Le 19 novembre dernier, c’est avec un mélange de joie et d’ émotion que l’adjudante Muriel s’est vu remettre Rumba, une chienne golden retriever fauve âgée de deux ans, au centre de l’association Handi’chiens de Kunheim, en Alsace (68). Rumba n’est pas une chienne comme les autres. Affectueuse et sociable, elle fait preuve d’une grande empathie et s’avère particulièrement douce avec les enfants. Incarnant la tendresse et la sérénité, elle est très protectrice et adore se blottir auprès des petits comme des grands. Sa présence avant, pendant et après les auditions doit ainsi permettre de rassurer et de faciliter le témoignage des enfants, en favorisant la construction d’une relation de confiance entre l’enquêteur et la victime, en diminuant les symptômes somatiques et physiologiques du stress et de l’anxiété, en instaurant un climat de confiance nécessaire à la libération de la parole, en apportant un soutien émotionnel et en stimulant l’attention de l’enfant. Il s’agit d’aider les victimes et les témoins les plus vulnérables à s’exprimer, en atténuant le caractère parfois traumatique du processus judiciaire.
Un investissement collectif
Si l’association Handi’chiens finance en grande partie le projet, la cellule de protection des familles de Vannes a dû trouver d’autres partenaires pour contribuer à la prise en charge des frais d’acquisition, de formation du chien et de sa référente, d’entretien, de soins vétérinaires, d’alimentation et d’assurance. Ont ainsi participé au financement de cette démarche innovante, la préfecture du Morbihan, les associations France Victimes 56, Alexis Danan de Bretagne et la Voix de l’Enfant, le centre hospitalier Brocéliande Atlantique, la société Diana Pet Food et plusieurs animaleries locales.
L’adjudante s’est également beaucoup impliquée et investie dans ce projet. Après avoir convaincu sa hiérarchie et participé activement à la recherche des partenaires, elle a suivi une formation d’une dizaine de jours en Alsace pour accueillir Rumba et devenir officiellement sa référente.
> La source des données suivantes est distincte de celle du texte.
PR #78, opened 2020-05-06
PIC-380 add breaches to convictions in probation record response

tomsmyers:


src/main/java/uk/gov/justice/probation/courtcaseservice/restclient/communityapi/mapper/interventions/BreachMapper.java
```diff
@@ -0,0 +1,25 @@
...
+import java.util.stream.Collectors;
+
+import org.springframework.stereotype.Component;
+import uk.gov.justice.probation.courtcaseservice.service.model.Breach;
+import uk.gov.justice.probation.courtcaseservice.restclient.communityapi.model.CommunityApiNsi;
+import uk.gov.justice.probation.courtcaseservice.restclient.communityapi.model.CommunityApiNsiResponse;
+
+@Component
+public class BreachMapper {
+    public Breach breachFrom(CommunityApiNsi nsi) {
```
chris-faulkner-mojdt, line 13: Would expect a unit test class direct on this. It's probably effectively tested by integration tests higher up additionally but please add

src/main/java/uk/gov/justice/probation/courtcaseservice/service/model/Breach.java
```diff
@@ -0,0 +1,20 @@
...
+import java.time.LocalDate;
+
+import com.fasterxml.jackson.annotation.JsonInclude;
+
+@ApiModel("Breach")
+@Getter
+@Builder
+@JsonInclude(JsonInclude.Include.NON_NULL)
+public class Breach {
+    private String id;
```
chris-faulkner-mojdt, line 16: Why string here ? The community API has the nsi id as a long ? Also, lower down, the treatment of convictionId as a string is an overhead in the comparable implementation (although not part of this change)

src/test/java/uk/gov/justice/probation/courtcaseservice/service/OffenderServiceTest.java
```diff
@@ -83,6 +92,7 @@ void beforeEach() {
     void whenGetOffender_returnOffenderWithConvictionsDocumentsNotFiltered() {
         when(offenderRestClient.getProbationRecordByCrn(CRN)).thenReturn(Mono.just(ProbationRecord.builder().crn(CRN).build()));
         when(offenderRestClient.getConvictionsByCrn(CRN)).thenReturn(Mono.just(singletonList(conviction)));
+        when(offenderRestClient.getBreaches(CRN, CONVICTION_ID)).thenReturn(Mono.just(singletonList(breach)));
```
chris-faulkner-mojdt, line 95: Would like to see the Mockito verify call to prove that this happened. Mockito runs in non-strict mode and it's good to know that each and every "when" is necessary and doing as expected.

src/main/java/uk/gov/justice/probation/courtcaseservice/service/model/Breach.java
tomsmyers: i chose String because that seems to be the representation for ids in other models e.g. `documentId` `convictionId`.

agree there is some overhead in converting convictionId for comparisons, but i didn't want to change the existing conviction model.

src/test/java/uk/gov/justice/probation/courtcaseservice/service/OffenderServiceTest.java
tomsmyers: can do, although mockito does enforce this anyway. if you add a stub for something that isn't called the test fails with an exception like this:

```
org.mockito.exceptions.misusing.UnnecessaryStubbingException: 
Unnecessary stubbings detected.
Clean & maintainable test code requires zero unnecessary code.
Following stubbings are unnecessary (click to navigate to relevant line of code):
  1. -> at uk.gov.justice.probation.courtcaseservice.service.OffenderServiceTest.givenOffenderNotFound_whenGetOffender_thenThrowException(OffenderServiceTest.java:144)
```

src/main/java/uk/gov/justice/probation/courtcaseservice/service/model/Breach.java
chris-faulkner-mojdt: OK - understand the reason not to change the conviction. documentId really is a string - it's a GUID type thing. I'd like to see us using a long unless there's a reason for string

tomsmyers: done

PR #79, opened 2020-05-14
Pic 387 add get breach endpoint

jhevans:
Implementation of [PIC-387](https://dsdmoj.atlassian.net/browse/PIC-387)

Additionally I've done some refactoring to introduce a common RestResourceNotFound class which the existing OffenderResourceNotFound class now extends. This is handled generically in the application exception handler but allows us to be specific about the resource we're missing. I've used this to return a ConvictionNotFound exception in a couple of places where we we're erroneously throwing for Offender - I think this is better but would welcome comments on this one in particular for cases like 'convictions/attendances' where it's possibly not quite clear cut. We could introduce more exceptions for 'Attendances not found' but I figured that would actually be an empty list so conviction not found was right.

Just a note on something that I noticed that I think we probably need to address. We've got some inconsistency with our endpoints - for example some start `offender` and others `offenders`. Though we fairly consistently refer to 'convictions'. We could do with aligning these at some point but for now I've gone with 'offender' for the new endpoint as it's the most commonly used.

Another interesting point to note - because it's using Mono.zip to make the two calls for the conviction and nsi, either could return first. This means you could get two possible errors (Nsi not found, or Conviction not found). I'm not sure how happy I am about that, comments welcome. Should we prefer determinism or performance in the happy case?


src/main/java/uk/gov/justice/probation/courtcaseservice/restclient/NsiRestClient.java
```diff
@@ -0,0 +1,26 @@
...
+    @Autowired
+    @Qualifier("communityApiClient")
+    private RestClientHelper clientHelper;
+    @Value("${community-api.nsi-by-id-url-template}")
+    private String nsiUrlTemplate;
+
+    public Mono<CommunityApiNsi> getNsiById(String crn, Long convictionId, Long nsiId) {
+        return clientHelper.get(String.format(nsiUrlTemplate, crn, convictionId, nsiId))
+                .retrieve()
+                .onStatus(HttpStatus::is4xxClientError, (clientResponse) -> clientHelper.handleNsiError(crn, convictionId, nsiId, clientResponse))
```
chris-faulkner-mojdt, line 23: There are 2 integration tests for NsiRestClient. In the other *ClientIntTests, we tend to have at least 3 with the 3rd ensuring that the WebClientException is expected from one (for the 500s).  
`@Test(expected = WebClientResponseException.class)`

chris-faulkner-mojdt:
Good stuff with the new RestRourceNotFoundException and the other refactorings.

src/test/java/uk/gov/justice/probation/courtcaseservice/controller/OffenderControllerIntTest.java
```diff
@@ -180,6 +175,36 @@ public void whenCallMadeToGetRequirementData_thenReturnCorrectData() {
 
     }
 
+    @Test
```
chris-faulkner-mojdt, line 178: No test for server error here

src/test/java/uk/gov/justice/probation/courtcaseservice/service/BreachServiceTest.java
```diff
@@ -0,0 +1,53 @@
...
+    }
+
+    @Test
+    public void whenGetBreachExists_thenReturnBreach() {
+        when(nsiRestClient.getNsiById(CRN, CONVICTION_ID, BREACH_ID)).thenReturn(Mono.just(nsi));
+        when(convictionRestClient.getConviction(CRN, CONVICTION_ID)).thenReturn(Mono.just(conviction));
+        when(nsiMapper.breachOf(nsi, conviction)).thenReturn(breachResponse);
+        BreachResponse breachResponse = breachService.getBreach(CRN, CONVICTION_ID, BREACH_ID);
+
+        assertThat(breachResponse).isEqualTo(breachResponse);
```
chris-faulkner-mojdt, line 51: Tiny readability one - breachResponse is hiding the class level one. this.breachResponse on second ?

src/test/resources/http-request/breach-ctrl.rest
```diff
@@ -0,0 +1,55 @@
+### Known breach for a known conviction and offender
```
chris-faulkner-mojdt, line 1: Much, much appreciated you doing this, and I know you can't even run them. Thanks.

src/main/java/uk/gov/justice/probation/courtcaseservice/controller/model/BreachResponse.java
```diff
@@ -0,0 +1,19 @@
+package uk.gov.justice.probation.courtcaseservice.controller.model;
+
+import lombok.Builder;
+import lombok.Getter;
+
+import java.time.LocalDate;
+
+@Builder
+@Getter
+public class BreachResponse {
```
chris-faulkner-mojdt, line 10: Need that non-null annotation, can get responses like this 

`{
  "breachId": 2500018597,
  "incidentDate": "2019-09-02",
  "started": "2019-10-02",
  "provider": "NPS North East",
  "team": "Unallocated Team(N02)",
  "officer": "Unallocated Staff(N02) Staff",
  "status": null,
  "order": "CJA - Indeterminate Public Prot."
}`

src/test/java/uk/gov/justice/probation/courtcaseservice/controller/OffenderControllerTest.java
```diff
@@ -1,64 +1,106 @@
...
     @Mock
     private Requirement expectedRequirement;
+    @Mock
+    private ConvictionService convictionService;
+    @Mock
+    private BreachService breachService;
+
+    private FeatureFlags featureFlags;
 
-    @InjectMocks
```
chris-faulkner-mojdt, line 33: Why lose this ? Eliminates the need for set up.

src/test/java/uk/gov/justice/probation/courtcaseservice/controller/OffenderControllerTest.java
```diff
@@ -1,64 +1,106 @@
...
-    private OffenderService service;
+    private OffenderService offenderService;
     @Mock
     private ProbationRecord expectedProbationRecord;
     @Mock
     private Requirement expectedRequirement;
+    @Mock
+    private ConvictionService convictionService;
+    @Mock
+    private BreachService breachService;
```
chris-faulkner-mojdt, line 39: Missing test. This field is only used in the constructor for OffenderController. When I run OffenderControllerTest with coverage, there are no tests over getBreach.

src/test/resources/http-request/breach-ctrl.rest
jhevans: I can for now.... I've been running on an evaluation license for what must be well over 30 days now 🤷 I've been told there is a batch of licenses on it's way though so 🤞

src/test/java/uk/gov/justice/probation/courtcaseservice/service/BreachServiceTest.java
jhevans: The assertion is actually comparing the same variable as well 🤦 have updated to expected/actual and fixed. Good spot!

src/main/java/uk/gov/justice/probation/courtcaseservice/restclient/NsiRestClient.java
chris-faulkner-mojdt: Like the alternative way of expressing

PR #90, opened 2020-06-03
:sparkles:  518 PUT by court and case no

chris-faulkner-mojdt:
The PUT to create / update by case ID is deprecated. We now update by what we are thinking of as our unique business key (court code and case no). The headline of this change is a new method that does pretty much the same as the PUT by case ID. Other associated changes

- make a unique key of court code / case no. These fields should be immutable once saved so no setters on the Entity object
- case no is no longer unique by itself

### DIFF
--- a/src/main/java/uk/gov/justice/probation/courtcaseservice/service/CourtCaseService.java
+++ b/src/main/java/uk/gov/justice/probation/courtcaseservice/service/CourtCaseService.java
@@ -1,5 +1,6 @@
 package uk.gov.justice.probation.courtcaseservice.service;
 
+import java.util.Optional;
 import lombok.extern.slf4j.Slf4j;
 import org.springframework.stereotype.Service;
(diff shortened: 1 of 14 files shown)


src/main/java/uk/gov/justice/probation/courtcaseservice/service/CourtCaseService.java
```diff
@@ -73,21 +97,15 @@ public CourtCaseEntity createOrUpdateCase(String caseId, CourtCaseEntity courtCa
         existingCase.setBreach(courtCaseEntity.getBreach());
         existingCase.setDefendantName(courtCaseEntity.getDefendantName());
         existingCase.setDefendantAddress(courtCaseEntity.getDefendantAddress());
-
-        log.info("Court case updated for case {}", courtCaseEntity.getCaseNo());
+        existingCase.setPnc(courtCaseEntity.getPnc());
```
chris-faulkner-mojdt, line 100: I aded these fields to be set because they weren't orginally. No tests existed to send updates based on those fields.

PR #96, opened 2020-06-17
:bug: restore initial v108 behaviour

chris-faulkner-mojdt:


src/main/resources/db/migration/courtcase/V108__make_unique_key_for_court_and_case_no_court_case.sql
```diff
@@ -1,5 +1,5 @@
 ALTER TABLE COURT_CASE DROP CONSTRAINT court_case_case_no_idempotent;
 
-CREATE UNIQUE INDEX court_case_court_case_uq ON COURT_CASE (CASE_NO, COURT_CODE);
+CREATE UNIQUE INDEX court_case_court_case_uq ON COURT_CASE (COURT_CODE, CASE_NO);
```
jhevans, line 3: I assume the ordering here doesn't actually matter and that we don't need to apply this change in a later migration?

chris-faulkner-mojdt: If you put the most selective item first it improves performance. It's not that important given our likely data volumes.

PR #331, opened 2021-04-04
cs

christian-schilling:


src/filter/tree.rs
```diff
@@ -254,6 +254,73 @@ pub fn overlay(
     return Ok(input1);
 }
 
+pub fn pathline(b: &str) -> JoshResult<String> {
+    for line in b.split("\n") {
```
LMG, line 258: don't you just want to do it for the first line? Why iterate?

christian-schilling: Because it is easier to write this way ;)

En cette qualité, elle doit assurer personnellement et quotidiennement sa garde et son suivi, ce qui signifie que la chienne vit à son domicile. C’est donc un projet à la fois professionnel et familial.
Quand Rumba tend l’oreille
Depuis le 9 décembre 2022, Rumba a déjà participé à douze auditions, dont sept avec des mineurs, toute victime pouvant bénéficier de sa présence. Effectuées à la CPF et à l’accueil pédiatrique médico-judiciaire du Centre hospitalier Bretagne Atlantique à Vannes, ces auditions ont produit des résultats plus qu’encourageants. Assise ou couchée, Rumba reste parfaitement calme, à proximité de la victime, pour la rassurer et l’accompagner dans le recueil de son témoignage.
D’autres chiens d’assistance judiciaire devraient rejoindre des unités de la gendarmerie dans les prochains mois. Le garde des Sceaux, Éric Dupond-Moretti, a d’ailleurs annoncé, le 20 décembre dernier, la généralisation des chiens d’assistance judiciaire dans tous les départements, afin d’accompagner les victimes mineures lors des procédures, du recueil de la plainte jusqu’au tribunal.